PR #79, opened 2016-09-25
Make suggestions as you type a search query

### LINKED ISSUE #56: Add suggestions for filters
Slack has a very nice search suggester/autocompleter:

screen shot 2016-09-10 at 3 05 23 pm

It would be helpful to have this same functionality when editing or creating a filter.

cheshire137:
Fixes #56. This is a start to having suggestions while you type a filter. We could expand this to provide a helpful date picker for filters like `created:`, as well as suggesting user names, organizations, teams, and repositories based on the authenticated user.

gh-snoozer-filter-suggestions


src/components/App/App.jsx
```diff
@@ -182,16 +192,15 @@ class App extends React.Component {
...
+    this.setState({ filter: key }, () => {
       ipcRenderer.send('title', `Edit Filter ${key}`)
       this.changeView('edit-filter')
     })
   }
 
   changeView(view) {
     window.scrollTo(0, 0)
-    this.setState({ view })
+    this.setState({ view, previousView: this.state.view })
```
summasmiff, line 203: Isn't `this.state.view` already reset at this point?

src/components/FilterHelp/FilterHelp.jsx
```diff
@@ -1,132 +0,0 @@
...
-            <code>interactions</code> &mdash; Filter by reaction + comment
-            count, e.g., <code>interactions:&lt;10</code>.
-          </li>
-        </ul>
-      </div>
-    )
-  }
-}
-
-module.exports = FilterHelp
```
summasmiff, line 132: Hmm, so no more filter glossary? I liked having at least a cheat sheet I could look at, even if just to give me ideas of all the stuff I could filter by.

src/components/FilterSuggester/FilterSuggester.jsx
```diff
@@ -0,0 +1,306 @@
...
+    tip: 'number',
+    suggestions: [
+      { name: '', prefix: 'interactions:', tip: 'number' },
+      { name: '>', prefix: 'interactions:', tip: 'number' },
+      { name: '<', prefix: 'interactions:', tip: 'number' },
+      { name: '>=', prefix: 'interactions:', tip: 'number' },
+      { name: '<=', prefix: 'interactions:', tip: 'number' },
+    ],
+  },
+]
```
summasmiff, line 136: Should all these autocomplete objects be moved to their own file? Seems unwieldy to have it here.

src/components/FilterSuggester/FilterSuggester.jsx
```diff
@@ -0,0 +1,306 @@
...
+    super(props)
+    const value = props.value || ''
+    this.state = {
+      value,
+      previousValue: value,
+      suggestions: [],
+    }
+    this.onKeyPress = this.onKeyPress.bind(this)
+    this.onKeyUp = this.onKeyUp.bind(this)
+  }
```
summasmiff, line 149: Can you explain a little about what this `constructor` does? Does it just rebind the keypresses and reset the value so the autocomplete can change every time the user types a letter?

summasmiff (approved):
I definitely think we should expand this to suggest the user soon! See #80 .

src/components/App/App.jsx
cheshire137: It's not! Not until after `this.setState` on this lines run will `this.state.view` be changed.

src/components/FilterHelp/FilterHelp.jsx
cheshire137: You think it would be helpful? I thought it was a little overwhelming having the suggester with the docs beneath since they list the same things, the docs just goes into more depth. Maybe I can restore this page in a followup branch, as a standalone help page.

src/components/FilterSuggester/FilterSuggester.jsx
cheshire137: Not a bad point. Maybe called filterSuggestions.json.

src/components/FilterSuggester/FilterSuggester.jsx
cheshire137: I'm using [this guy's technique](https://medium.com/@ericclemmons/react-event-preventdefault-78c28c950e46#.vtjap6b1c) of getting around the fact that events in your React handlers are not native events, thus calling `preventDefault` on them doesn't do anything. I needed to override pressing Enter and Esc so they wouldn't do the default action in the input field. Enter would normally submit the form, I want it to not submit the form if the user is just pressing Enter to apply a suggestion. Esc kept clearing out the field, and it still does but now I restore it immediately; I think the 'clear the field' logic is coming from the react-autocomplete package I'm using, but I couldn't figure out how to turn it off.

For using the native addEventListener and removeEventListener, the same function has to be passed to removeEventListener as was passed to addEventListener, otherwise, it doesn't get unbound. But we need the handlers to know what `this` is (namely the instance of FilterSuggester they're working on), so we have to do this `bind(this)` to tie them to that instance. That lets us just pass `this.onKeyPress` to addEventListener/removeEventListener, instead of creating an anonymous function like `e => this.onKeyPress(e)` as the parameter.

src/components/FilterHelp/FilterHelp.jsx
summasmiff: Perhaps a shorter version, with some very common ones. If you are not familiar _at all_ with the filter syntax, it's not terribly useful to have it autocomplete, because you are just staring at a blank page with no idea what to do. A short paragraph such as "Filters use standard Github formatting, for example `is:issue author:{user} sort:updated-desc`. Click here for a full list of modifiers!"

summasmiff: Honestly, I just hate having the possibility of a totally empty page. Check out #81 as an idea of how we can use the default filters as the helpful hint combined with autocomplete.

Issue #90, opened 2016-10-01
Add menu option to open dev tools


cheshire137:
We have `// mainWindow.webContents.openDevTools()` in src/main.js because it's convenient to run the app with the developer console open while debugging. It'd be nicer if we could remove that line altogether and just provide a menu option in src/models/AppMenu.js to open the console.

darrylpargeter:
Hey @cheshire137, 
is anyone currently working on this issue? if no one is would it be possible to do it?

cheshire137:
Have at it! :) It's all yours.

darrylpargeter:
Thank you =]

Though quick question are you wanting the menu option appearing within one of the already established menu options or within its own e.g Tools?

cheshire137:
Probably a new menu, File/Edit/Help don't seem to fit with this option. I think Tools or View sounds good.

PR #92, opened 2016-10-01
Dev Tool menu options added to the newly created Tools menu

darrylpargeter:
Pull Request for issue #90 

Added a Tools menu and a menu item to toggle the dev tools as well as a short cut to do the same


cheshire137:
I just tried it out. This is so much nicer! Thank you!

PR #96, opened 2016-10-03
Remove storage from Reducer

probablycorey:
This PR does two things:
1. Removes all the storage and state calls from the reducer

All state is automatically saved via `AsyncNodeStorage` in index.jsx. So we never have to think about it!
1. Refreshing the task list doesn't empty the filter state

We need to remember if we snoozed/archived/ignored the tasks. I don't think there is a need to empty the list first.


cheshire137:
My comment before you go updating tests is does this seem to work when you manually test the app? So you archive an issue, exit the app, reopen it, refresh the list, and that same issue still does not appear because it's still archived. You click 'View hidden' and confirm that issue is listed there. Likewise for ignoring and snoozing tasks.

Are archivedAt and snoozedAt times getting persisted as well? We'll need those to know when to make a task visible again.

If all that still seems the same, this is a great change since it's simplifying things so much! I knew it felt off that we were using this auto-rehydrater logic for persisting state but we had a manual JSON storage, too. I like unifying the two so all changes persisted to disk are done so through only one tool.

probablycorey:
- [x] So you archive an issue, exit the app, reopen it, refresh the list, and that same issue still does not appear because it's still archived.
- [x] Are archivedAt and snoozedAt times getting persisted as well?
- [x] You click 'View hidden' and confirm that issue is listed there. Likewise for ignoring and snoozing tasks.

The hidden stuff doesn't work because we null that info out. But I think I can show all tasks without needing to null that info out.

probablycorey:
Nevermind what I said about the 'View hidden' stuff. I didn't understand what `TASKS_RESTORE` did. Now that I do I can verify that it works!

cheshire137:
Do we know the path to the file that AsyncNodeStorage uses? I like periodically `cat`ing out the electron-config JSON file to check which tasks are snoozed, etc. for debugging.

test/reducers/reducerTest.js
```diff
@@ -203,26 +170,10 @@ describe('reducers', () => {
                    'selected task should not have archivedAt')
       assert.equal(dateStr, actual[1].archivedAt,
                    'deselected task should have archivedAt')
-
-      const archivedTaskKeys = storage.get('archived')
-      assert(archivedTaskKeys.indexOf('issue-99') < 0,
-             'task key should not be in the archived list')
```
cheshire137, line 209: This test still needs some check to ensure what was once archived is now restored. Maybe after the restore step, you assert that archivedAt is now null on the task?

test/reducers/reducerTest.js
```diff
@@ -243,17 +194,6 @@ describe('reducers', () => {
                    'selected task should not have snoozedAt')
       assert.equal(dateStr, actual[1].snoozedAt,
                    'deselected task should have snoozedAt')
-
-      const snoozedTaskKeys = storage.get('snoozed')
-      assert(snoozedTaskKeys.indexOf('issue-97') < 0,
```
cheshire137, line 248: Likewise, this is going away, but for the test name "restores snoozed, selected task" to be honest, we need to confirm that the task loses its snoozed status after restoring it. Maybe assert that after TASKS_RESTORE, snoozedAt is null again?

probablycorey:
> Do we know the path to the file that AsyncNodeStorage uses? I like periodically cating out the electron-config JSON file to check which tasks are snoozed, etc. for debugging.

▬▬▬▬▬▬

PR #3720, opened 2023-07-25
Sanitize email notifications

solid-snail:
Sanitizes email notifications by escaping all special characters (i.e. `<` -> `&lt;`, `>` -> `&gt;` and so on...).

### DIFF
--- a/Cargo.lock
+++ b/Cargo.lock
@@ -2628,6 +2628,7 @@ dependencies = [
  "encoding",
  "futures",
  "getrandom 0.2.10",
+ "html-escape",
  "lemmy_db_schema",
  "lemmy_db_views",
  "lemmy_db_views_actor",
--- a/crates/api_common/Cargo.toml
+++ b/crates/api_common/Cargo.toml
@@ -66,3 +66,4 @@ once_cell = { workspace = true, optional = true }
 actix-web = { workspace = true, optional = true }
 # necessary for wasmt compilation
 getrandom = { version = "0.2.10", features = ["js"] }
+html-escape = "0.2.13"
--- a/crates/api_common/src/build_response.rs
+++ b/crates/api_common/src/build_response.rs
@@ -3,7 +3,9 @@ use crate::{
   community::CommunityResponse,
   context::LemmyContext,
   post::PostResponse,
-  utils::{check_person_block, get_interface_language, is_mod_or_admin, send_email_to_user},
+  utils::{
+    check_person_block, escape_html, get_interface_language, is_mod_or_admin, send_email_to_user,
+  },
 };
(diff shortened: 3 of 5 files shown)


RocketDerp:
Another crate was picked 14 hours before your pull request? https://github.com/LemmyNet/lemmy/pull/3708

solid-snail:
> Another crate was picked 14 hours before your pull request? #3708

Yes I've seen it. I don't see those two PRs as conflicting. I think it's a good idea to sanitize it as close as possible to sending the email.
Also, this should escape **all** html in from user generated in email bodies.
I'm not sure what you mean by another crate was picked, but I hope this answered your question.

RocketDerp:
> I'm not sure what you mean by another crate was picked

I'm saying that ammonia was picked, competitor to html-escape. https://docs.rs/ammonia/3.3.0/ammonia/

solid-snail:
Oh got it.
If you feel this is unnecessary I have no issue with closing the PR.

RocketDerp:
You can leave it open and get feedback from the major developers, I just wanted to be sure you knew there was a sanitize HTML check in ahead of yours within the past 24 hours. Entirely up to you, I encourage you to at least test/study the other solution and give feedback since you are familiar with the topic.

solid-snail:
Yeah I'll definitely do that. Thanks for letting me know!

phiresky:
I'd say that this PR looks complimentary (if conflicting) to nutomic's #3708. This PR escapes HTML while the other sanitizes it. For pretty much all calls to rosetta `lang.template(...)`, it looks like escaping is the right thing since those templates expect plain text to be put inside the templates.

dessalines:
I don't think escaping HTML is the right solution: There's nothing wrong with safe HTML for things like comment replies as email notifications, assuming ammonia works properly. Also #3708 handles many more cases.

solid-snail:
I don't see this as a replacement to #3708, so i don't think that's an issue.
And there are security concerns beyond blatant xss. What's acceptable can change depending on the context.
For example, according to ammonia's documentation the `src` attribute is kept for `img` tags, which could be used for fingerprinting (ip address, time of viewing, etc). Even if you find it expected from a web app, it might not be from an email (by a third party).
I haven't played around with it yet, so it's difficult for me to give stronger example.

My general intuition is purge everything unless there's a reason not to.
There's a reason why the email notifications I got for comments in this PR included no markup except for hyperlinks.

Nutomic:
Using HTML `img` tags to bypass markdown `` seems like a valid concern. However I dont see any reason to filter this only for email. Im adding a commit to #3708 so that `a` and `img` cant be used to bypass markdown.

▬▬▬▬▬▬

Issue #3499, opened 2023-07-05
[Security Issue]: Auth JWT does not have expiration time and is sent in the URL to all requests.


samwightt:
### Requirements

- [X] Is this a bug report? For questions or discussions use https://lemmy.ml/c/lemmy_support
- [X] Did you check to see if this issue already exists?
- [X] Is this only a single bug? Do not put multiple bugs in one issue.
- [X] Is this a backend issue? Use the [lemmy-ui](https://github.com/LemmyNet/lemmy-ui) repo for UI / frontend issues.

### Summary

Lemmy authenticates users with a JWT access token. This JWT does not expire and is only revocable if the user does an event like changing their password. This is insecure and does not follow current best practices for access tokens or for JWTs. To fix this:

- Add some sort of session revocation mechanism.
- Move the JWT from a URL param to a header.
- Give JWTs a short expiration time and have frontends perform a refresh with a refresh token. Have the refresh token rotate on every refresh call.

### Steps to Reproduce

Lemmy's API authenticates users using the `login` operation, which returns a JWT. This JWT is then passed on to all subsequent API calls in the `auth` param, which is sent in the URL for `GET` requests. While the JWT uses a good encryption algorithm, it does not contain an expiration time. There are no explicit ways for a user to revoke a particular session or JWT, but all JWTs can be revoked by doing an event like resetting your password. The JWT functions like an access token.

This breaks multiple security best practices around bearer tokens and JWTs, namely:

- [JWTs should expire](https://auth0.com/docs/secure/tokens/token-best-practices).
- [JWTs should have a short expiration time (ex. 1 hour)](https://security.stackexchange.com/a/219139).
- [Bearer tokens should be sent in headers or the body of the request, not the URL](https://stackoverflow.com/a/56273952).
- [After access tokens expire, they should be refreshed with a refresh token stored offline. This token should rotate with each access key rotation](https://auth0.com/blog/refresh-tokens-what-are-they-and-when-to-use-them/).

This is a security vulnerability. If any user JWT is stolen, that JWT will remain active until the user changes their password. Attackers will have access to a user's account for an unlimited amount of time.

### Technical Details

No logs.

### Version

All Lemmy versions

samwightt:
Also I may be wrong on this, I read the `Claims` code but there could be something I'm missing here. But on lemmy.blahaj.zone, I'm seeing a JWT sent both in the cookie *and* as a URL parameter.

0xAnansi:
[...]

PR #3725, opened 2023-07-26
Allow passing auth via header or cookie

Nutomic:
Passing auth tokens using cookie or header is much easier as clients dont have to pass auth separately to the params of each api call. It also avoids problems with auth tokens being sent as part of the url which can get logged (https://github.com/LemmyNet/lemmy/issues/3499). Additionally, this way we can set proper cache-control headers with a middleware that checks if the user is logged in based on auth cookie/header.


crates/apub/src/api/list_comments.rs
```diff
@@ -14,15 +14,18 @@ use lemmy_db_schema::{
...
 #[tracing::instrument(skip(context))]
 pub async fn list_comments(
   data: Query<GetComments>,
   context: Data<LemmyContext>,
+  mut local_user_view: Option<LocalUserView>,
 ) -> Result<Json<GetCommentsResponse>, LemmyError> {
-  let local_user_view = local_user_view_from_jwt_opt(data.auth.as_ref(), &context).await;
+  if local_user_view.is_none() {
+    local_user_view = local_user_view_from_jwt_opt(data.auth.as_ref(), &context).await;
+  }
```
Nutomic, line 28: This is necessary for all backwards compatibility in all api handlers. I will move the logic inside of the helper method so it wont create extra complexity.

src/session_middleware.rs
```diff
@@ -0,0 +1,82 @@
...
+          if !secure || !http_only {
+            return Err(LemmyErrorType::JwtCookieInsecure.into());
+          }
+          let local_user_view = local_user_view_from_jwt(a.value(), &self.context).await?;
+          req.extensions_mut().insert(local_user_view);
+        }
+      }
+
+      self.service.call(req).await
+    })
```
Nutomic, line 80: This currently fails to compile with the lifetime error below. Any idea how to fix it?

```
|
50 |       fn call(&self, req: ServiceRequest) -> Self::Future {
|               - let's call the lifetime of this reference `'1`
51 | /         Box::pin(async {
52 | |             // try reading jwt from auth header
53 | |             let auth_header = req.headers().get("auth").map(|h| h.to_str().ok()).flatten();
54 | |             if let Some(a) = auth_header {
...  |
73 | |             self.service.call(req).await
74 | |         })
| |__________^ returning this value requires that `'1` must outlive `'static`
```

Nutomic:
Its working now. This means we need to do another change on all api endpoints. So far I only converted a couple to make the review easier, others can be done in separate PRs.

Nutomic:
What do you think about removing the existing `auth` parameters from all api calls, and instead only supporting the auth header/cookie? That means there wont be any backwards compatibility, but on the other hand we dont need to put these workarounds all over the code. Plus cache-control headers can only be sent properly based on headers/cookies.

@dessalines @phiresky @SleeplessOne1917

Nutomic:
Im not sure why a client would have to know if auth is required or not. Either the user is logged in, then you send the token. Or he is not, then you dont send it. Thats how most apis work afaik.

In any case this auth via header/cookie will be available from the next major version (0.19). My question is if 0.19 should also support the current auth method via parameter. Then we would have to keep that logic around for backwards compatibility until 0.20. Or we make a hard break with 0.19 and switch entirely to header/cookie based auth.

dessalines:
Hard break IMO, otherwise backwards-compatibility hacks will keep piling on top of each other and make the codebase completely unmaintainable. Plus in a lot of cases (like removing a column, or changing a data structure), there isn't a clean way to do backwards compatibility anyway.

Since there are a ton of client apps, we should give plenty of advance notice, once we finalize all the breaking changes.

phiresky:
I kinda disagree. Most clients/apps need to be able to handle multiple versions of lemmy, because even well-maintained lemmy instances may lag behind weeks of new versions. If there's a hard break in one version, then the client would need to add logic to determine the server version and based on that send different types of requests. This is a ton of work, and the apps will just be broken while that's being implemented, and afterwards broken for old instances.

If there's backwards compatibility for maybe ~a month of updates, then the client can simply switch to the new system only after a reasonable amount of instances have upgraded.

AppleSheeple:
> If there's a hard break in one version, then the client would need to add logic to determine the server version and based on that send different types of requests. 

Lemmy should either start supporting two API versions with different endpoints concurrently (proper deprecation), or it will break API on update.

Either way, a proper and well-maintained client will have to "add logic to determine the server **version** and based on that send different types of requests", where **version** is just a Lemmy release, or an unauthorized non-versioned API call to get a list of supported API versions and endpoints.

▬▬▬▬▬▬

* **Task to carry out**: What is needed is a count of the lines in the data that contain the word "LemmyContext"; please give it and no other words.

* **Answer area**: 2